Try it ▸ Please restate the following records word for word.

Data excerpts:

Issue #3779, opened 2022-03-27
docker image git_tag string is one release behind


yorickdowne:
#### System information

```
erigon_1              | [INFO] [03-27|13:48:21.193] Build info                               git_branch=stable git_tag=v2022.03.01 git_commit=997846fc4fb3fc99856679aa7407cad644cbc34b
```

The commit matches v2022.03.02, but the tag reported is v2022.03.01. This is likely a CI/CD artefact when creating the docker images.

Version output is correct:
```
ubuntu@btc-a:~/prater-lh$ docker run --rm erigon:local --version
Unable to determine eth deposit contract, running without prune.r.before
erigon version 2022.03.2-beta
```

AskAlexSharov:
we using now `git describe --tags `git rev-list --tags="v*" --max-count=1`
@yorickdowne do you know better way to get tag?

AskAlexSharov:
maybe this will help https://github.com/ledgerwatch/erigon/pull/3780

erthink:
The `git rev-list --tags` does not guarantee any order of tags. So there is no guarantee the nearest tag will be used.

For modern (i.e. non outdated) git I prefer the `git describe --tags --long --dirty=-dirty "--match=v[0-9]*"`.

AskAlexSharov:
Thank you. 
We changed that thing many times and never happy. 
I will give it a try.

battlmonstr:
@AskAlexSharov this could have been fixed by #4212, but how can I verify? I see that somebody/something uploads the images here: https://hub.docker.com/r/thorax/erigon/tags with tags "alpha", "stable", "devel", "latest" and various version tags. Yet the "docker" task in ci.yml is just building an image, but not pushing it. I wonder what is pushing the images and how is it set up? Can I get access there?

battlmonstr:
@AskAlexSharov thanks for explanation.

Verified locally:
```
$ git tag v2022.05.23
$ git describe --tags --dirty
v2022.05.23
$ make erigon
...
$ ./build/bin/erigon 
INFO[05-23|16:10:35.090] Build info git_branch=httphealth git_tag=v2022.05.23 git_commit=a99dfade5c150b2659cc4291bf5ea176415fd77a
```

Backported the fix to stable:
https://github.com/ledgerwatch/erigon/pull/4239

mandrigin:
looks fixed to me, feel free to reopen if not

PR #4239, opened 2022-05-23
Makefile (#3779): pass docker build arguments (stable)

battlmonstr:
Dockerfile requires some --build-arg options.
Fix "docker" target to pass them.
Fix GIT_TAG to reflect the most recent tag related to HEAD, instead of an unrelated most recent tag.
Use it as the image VERSION.

Image tags need to be passed explicitly if needed:

    DOCKER_FLAGS='-t erigon:latest' make docker


AskAlexSharov (changes requested):
I see next output on mac: 
```
git checkout devel
git pull --tags
git describe --tags '--match=v*'
v2021.10.03-1137-g2da927b74
```
so, it shows oldest tag, not newest

battlmonstr:
> I see next output on mac:
> 
> ```
> git checkout devel
> git pull --tags
> git describe --tags '--match=v*'
> v2021.10.03-1137-g2da927b74
> ```
> 
> so, it shows oldest tag, not newest

I believe that v2021.10.03 is the most recent tag on the devel branch, before devel was forked from master. As far as I understand, version v2021.10.03 was released, then devel was forked, then after 1137 commits we have commit g2da927b74 on devel, and there are no other tags on commits in between.
If you want to see a newer devel version, need to tag some commit on the devel branch.

battlmonstr:
As far as I understand we're not releasing from devel, but Alexey is maintaining some alpha branches where he cherry-picks devel commits, and tags them there.

One way to avoid seeing the stable tag v2021.10.03 on devel all the time, could be to mark some commit as `vDEV`, or maybe `v2021.XX.YY-dev`.

AskAlexSharov:
I like your last idea. feel free to do something make sense for you.

battlmonstr:
@AskAlexSharov this PR is a backport for the stable branch. A way to verify this would be to merge this to stable, make a new stable version tag/release (the previous one was v2022.04.02). Wait for the docker build to appear at https://hub.docker.com/repository/docker/thorax/erigon/builds , run this container with /usr/local/bin/erigon and see what it outputs.

One problem I see now though, is that the Docker Hub build is not using `make docker`, but uses Dockerfile as a starting point. It means that the variables BUILD_DATE, VCS_REF, VERSION are gonna be empty there. We need to change it so that the variables are populated by the shell/make script from the build stage instead of passing them as ARGs.

AskAlexSharov (approved):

Output for this exercise ▸
Issue #3779, opened 2022-03-27
docker image git_tag string is one release behind


yorickdowne:
#### System information

```
erigon_1              | [INFO] [03-27|13:48:21.193] Build info                               git_branch=stable git_tag=v2022.03.01 git_commit=997846fc4fb3fc99856679aa7407cad644cbc34b
```

The commit matches v2022.03.02, but the tag reported is v2022.03.01. This is likely a CI/CD artefact when creating the docker images.

Version output is correct:
```
ubuntu@btc-a:~/prater-lh$ docker run --rm erigon:local --version
Unable to determine eth deposit contract, running without prune.r.before
erigon version 2022.03.2-beta
```

AskAlexSharov:
we using now `git describe --tags `git rev-list --tags="v*" --max-count=1`
@yorickdowne do you know better way to get tag?

AskAlexSharov:
maybe this will help https://github.com/ledgerwatch/erigon/pull/3780

erthink:
The `git rev-list --tags` does not guarantee any order of tags. So there is no guarantee the nearest tag will be used.

For modern (i.e. non outdated) git I prefer the `git describe --tags --long --dirty=-dirty "--match=v[0-9]*"`.

AskAlexSharov:
Thank you. 
We changed that thing many times and never happy. 
I will give it a try.

battlmonstr:
@AskAlexSharov this could have been fixed by #4212, but how can I verify? I see that somebody/something uploads the images here: https://hub.docker.com/r/thorax/erigon/tags with tags "alpha", "stable", "devel", "latest" and various version tags. Yet the "docker" task in ci.yml is just building an image, but not pushing it. I wonder what is pushing the images and how is it set up? Can I get access there?

battlmonstr:
@AskAlexSharov thanks for explanation.

Verified locally:
```
$ git tag v2022.05.23
$ git describe --tags --dirty
v2022.05.23
$ make erigon
...
$ ./build/bin/erigon 
INFO[05-23|16:10:35.090] Build info git_branch=httphealth git_tag=v2022.05.23 git_commit=a99dfade5c150b2659cc4291bf5ea176415fd77a
```

Backported the fix to stable:
https://github.com/ledgerwatch/erigon/pull/4239

mandrigin:
looks fixed to me, feel free to reopen if not

PR #4239, opened 2022-05-23
Makefile (#3779): pass docker build arguments (stable)

battlmonstr:
Dockerfile requires some --build-arg options.
Fix "docker" target to pass them.
Fix GIT_TAG to reflect the most recent tag related to HEAD, instead of an unrelated most recent tag.
Use it as the image VERSION.

Image tags need to be passed explicitly if needed:

    DOCKER_FLAGS='-t erigon:latest' make docker


AskAlexSharov (changes requested):
I see next output on mac: 
```
git checkout devel
git pull --tags
git describe --tags '--match=v*'
v2021.10.03-1137-g2da927b74
```
so, it shows oldest tag, not newest

battlmonstr:
> I see next output on mac:
> 
> ```
> git checkout devel
> git pull --tags
> git describe --tags '--match=v*'
> v2021.10.03-1137-g2da927b74
> ```
> 
> so, it shows oldest tag, not newest

I believe that v2021.10.03 is the most recent tag on the devel branch, before devel was forked from master. As far as I understand, version v2021.10.03 was released, then devel was forked, then after 1137 commits we have commit g2da927b74 on devel, and there are no other tags on commits in between.
If you want to see a newer devel version, need to tag some commit on the devel branch.

battlmonstr:
As far as I understand we're not releasing from devel, but Alexey is maintaining some alpha branches where he cherry-picks devel commits, and tags them there.

One way to avoid seeing the stable tag v2021.10.03 on devel all the time, could be to mark some commit as `vDEV`, or maybe `v2021.XX.YY-dev`.

AskAlexSharov:
I like your last idea. feel free to do something make sense for you.

battlmonstr:
@AskAlexSharov this PR is a backport for the stable branch. A way to verify this would be to merge this to stable, make a new stable version tag/release (the previous one was v2022.04.02). Wait for the docker build to appear at https://hub.docker.com/repository/docker/thorax/erigon/builds , run this container with /usr/local/bin/erigon and see what it outputs.

One problem I see now though, is that the Docker Hub build is not using `make docker`, but uses Dockerfile as a starting point. It means that the variables BUILD_DATE, VCS_REF, VERSION are gonna be empty there. We need to change it so that the variables are populated by the shell/make script from the build stage instead of passing them as ARGs.

AskAlexSharov (approved):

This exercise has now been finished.